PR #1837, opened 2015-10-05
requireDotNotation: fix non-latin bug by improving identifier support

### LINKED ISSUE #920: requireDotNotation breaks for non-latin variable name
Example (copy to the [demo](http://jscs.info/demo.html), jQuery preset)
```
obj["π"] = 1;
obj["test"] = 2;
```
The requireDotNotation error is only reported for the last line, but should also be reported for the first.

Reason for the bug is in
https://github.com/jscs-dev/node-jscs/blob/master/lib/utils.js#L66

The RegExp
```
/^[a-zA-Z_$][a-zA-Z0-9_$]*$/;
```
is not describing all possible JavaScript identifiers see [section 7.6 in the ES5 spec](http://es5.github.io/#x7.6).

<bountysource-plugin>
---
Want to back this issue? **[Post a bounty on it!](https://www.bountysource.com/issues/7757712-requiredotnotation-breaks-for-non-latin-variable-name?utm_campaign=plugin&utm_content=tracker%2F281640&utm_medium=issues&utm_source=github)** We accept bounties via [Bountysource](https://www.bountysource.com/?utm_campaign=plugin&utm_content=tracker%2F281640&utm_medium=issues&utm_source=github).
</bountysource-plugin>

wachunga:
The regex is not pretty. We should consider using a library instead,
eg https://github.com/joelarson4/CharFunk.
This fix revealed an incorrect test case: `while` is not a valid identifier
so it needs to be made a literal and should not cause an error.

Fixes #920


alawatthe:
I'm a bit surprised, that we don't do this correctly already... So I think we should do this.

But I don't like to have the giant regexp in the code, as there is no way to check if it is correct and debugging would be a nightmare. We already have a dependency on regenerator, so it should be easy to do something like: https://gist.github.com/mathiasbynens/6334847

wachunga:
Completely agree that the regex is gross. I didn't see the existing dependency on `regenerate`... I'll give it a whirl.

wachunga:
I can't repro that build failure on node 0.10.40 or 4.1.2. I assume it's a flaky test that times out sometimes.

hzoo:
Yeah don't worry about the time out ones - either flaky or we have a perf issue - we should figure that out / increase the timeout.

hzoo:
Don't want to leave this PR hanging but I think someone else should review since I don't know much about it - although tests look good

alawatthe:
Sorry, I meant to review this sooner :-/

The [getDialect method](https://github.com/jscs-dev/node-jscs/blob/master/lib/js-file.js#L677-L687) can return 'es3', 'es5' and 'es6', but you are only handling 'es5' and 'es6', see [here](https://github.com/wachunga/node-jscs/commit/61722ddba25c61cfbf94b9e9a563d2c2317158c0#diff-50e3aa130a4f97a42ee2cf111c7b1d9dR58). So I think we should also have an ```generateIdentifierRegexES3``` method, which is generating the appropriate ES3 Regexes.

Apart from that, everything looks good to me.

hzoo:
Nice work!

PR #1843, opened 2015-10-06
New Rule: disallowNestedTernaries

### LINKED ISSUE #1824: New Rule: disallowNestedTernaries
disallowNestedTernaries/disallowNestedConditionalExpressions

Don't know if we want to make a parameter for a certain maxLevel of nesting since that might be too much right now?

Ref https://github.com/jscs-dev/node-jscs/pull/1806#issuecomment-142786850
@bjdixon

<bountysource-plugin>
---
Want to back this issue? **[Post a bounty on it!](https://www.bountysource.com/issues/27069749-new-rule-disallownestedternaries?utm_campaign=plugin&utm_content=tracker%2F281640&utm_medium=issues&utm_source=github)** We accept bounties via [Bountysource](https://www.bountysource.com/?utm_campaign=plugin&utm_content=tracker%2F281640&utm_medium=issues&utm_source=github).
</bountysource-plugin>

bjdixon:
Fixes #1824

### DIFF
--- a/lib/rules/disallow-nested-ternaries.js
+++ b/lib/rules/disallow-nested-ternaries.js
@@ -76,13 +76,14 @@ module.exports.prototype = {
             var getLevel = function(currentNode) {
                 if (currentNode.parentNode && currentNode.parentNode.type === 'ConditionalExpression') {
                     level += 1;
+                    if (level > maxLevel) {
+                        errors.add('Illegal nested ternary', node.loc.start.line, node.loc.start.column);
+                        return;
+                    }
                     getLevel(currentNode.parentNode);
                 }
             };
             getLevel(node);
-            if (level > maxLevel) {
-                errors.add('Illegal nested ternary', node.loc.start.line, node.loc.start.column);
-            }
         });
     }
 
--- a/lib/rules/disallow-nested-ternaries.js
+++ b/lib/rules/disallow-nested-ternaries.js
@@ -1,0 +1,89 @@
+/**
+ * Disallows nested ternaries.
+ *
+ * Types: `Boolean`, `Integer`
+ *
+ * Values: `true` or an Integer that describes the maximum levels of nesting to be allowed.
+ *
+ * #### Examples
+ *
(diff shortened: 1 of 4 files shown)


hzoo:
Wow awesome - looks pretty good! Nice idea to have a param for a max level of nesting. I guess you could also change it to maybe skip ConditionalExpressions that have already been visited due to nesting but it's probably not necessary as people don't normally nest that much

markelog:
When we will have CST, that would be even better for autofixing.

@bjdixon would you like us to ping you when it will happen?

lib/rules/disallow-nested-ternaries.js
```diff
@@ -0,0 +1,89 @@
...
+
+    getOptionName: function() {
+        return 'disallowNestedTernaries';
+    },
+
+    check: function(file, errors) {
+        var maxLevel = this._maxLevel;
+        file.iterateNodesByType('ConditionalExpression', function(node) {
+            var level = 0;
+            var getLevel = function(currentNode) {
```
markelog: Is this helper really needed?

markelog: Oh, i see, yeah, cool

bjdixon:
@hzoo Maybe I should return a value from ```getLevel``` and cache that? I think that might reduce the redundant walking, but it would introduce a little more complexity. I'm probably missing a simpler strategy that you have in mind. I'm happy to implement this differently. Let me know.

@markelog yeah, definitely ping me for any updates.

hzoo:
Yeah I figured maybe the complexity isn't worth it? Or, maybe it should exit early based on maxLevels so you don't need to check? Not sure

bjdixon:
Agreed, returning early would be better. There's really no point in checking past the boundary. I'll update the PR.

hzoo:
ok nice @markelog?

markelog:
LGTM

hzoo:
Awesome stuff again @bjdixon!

▸ **What you have to do**:
From the data above, output every line exactly.

▸ **Written reply**:
PR #1837, opened 2015-10-05
requireDotNotation: fix non-latin bug by improving identifier support

### LINKED ISSUE #920: requireDotNotation breaks for non-latin variable name
Example (copy to the [demo](http://jscs.info/demo.html), jQuery preset)
```
obj["π"] = 1;
obj["test"] = 2;
```
The requireDotNotation error is only reported for the last line, but should also be reported for the first.

Reason for the bug is in
https://github.com/jscs-dev/node-jscs/blob/master/lib/utils.js#L66

The RegExp
```
/^[a-zA-Z_$][a-zA-Z0-9_$]*$/;
```
is not describing all possible JavaScript identifiers see [section 7.6 in the ES5 spec](http://es5.github.io/#x7.6).

<bountysource-plugin>
---
Want to back this issue? **[Post a bounty on it!](https://www.bountysource.com/issues/7757712-requiredotnotation-breaks-for-non-latin-variable-name?utm_campaign=plugin&utm_content=tracker%2F281640&utm_medium=issues&utm_source=github)** We accept bounties via [Bountysource](https://www.bountysource.com/?utm_campaign=plugin&utm_content=tracker%2F281640&utm_medium=issues&utm_source=github).
</bountysource-plugin>

wachunga:
The regex is not pretty. We should consider using a library instead,
eg https://github.com/joelarson4/CharFunk.
This fix revealed an incorrect test case: `while` is not a valid identifier
so it needs to be made a literal and should not cause an error.

Fixes #920


alawatthe:
I'm a bit surprised, that we don't do this correctly already... So I think we should do this.

But I don't like to have the giant regexp in the code, as there is no way to check if it is correct and debugging would be a nightmare. We already have a dependency on regenerator, so it should be easy to do something like: https://gist.github.com/mathiasbynens/6334847

wachunga:
Completely agree that the regex is gross. I didn't see the existing dependency on `regenerate`... I'll give it a whirl.

wachunga:
I can't repro that build failure on node 0.10.40 or 4.1.2. I assume it's a flaky test that times out sometimes.

hzoo:
Yeah don't worry about the time out ones - either flaky or we have a perf issue - we should figure that out / increase the timeout.

hzoo:
Don't want to leave this PR hanging but I think someone else should review since I don't know much about it - although tests look good

alawatthe:
Sorry, I meant to review this sooner :-/

The [getDialect method](https://github.com/jscs-dev/node-jscs/blob/master/lib/js-file.js#L677-L687) can return 'es3', 'es5' and 'es6', but you are only handling 'es5' and 'es6', see [here](https://github.com/wachunga/node-jscs/commit/61722ddba25c61cfbf94b9e9a563d2c2317158c0#diff-50e3aa130a4f97a42ee2cf111c7b1d9dR58). So I think we should also have an ```generateIdentifierRegexES3``` method, which is generating the appropriate ES3 Regexes.

Apart from that, everything looks good to me.

hzoo:
Nice work!

PR #1843, opened 2015-10-06
New Rule: disallowNestedTernaries

### LINKED ISSUE #1824: New Rule: disallowNestedTernaries
disallowNestedTernaries/disallowNestedConditionalExpressions

Don't know if we want to make a parameter for a certain maxLevel of nesting since that might be too much right now?

Ref https://github.com/jscs-dev/node-jscs/pull/1806#issuecomment-142786850
@bjdixon

<bountysource-plugin>
---
Want to back this issue? **[Post a bounty on it!](https://www.bountysource.com/issues/27069749-new-rule-disallownestedternaries?utm_campaign=plugin&utm_content=tracker%2F281640&utm_medium=issues&utm_source=github)** We accept bounties via [Bountysource](https://www.bountysource.com/?utm_campaign=plugin&utm_content=tracker%2F281640&utm_medium=issues&utm_source=github).
</bountysource-plugin>

bjdixon:
Fixes #1824

### DIFF
--- a/lib/rules/disallow-nested-ternaries.js
+++ b/lib/rules/disallow-nested-ternaries.js
@@ -76,13 +76,14 @@ module.exports.prototype = {
             var getLevel = function(currentNode) {
                 if (currentNode.parentNode && currentNode.parentNode.type === 'ConditionalExpression') {
                     level += 1;
+                    if (level > maxLevel) {
+                        errors.add('Illegal nested ternary', node.loc.start.line, node.loc.start.column);
+                        return;
+                    }
                     getLevel(currentNode.parentNode);
                 }
             };
             getLevel(node);
-            if (level > maxLevel) {
-                errors.add('Illegal nested ternary', node.loc.start.line, node.loc.start.column);
-            }
         });
     }
 
--- a/lib/rules/disallow-nested-ternaries.js
+++ b/lib/rules/disallow-nested-ternaries.js
@@ -1,0 +1,89 @@
+/**
+ * Disallows nested ternaries.
+ *
+ * Types: `Boolean`, `Integer`
+ *
+ * Values: `true` or an Integer that describes the maximum levels of nesting to be allowed.
+ *
+ * #### Examples
+ *
(diff shortened: 1 of 4 files shown)


hzoo:
Wow awesome - looks pretty good! Nice idea to have a param for a max level of nesting. I guess you could also change it to maybe skip ConditionalExpressions that have already been visited due to nesting but it's probably not necessary as people don't normally nest that much

markelog:
When we will have CST, that would be even better for autofixing.

@bjdixon would you like us to ping you when it will happen?

lib/rules/disallow-nested-ternaries.js
```diff
@@ -0,0 +1,89 @@
...
+
+    getOptionName: function() {
+        return 'disallowNestedTernaries';
+    },
+
+    check: function(file, errors) {
+        var maxLevel = this._maxLevel;
+        file.iterateNodesByType('ConditionalExpression', function(node) {
+            var level = 0;
+            var getLevel = function(currentNode) {
```
markelog: Is this helper really needed?

markelog: Oh, i see, yeah, cool

bjdixon:
@hzoo Maybe I should return a value from ```getLevel``` and cache that? I think that might reduce the redundant walking, but it would introduce a little more complexity. I'm probably missing a simpler strategy that you have in mind. I'm happy to implement this differently. Let me know.

@markelog yeah, definitely ping me for any updates.

hzoo:
Yeah I figured maybe the complexity isn't worth it? Or, maybe it should exit early based on maxLevels so you don't need to check? Not sure

bjdixon:
Agreed, returning early would be better. There's really no point in checking past the boundary. I'll update the PR.

hzoo:
ok nice @markelog?

markelog:
LGTM

hzoo:
Awesome stuff again @bjdixon!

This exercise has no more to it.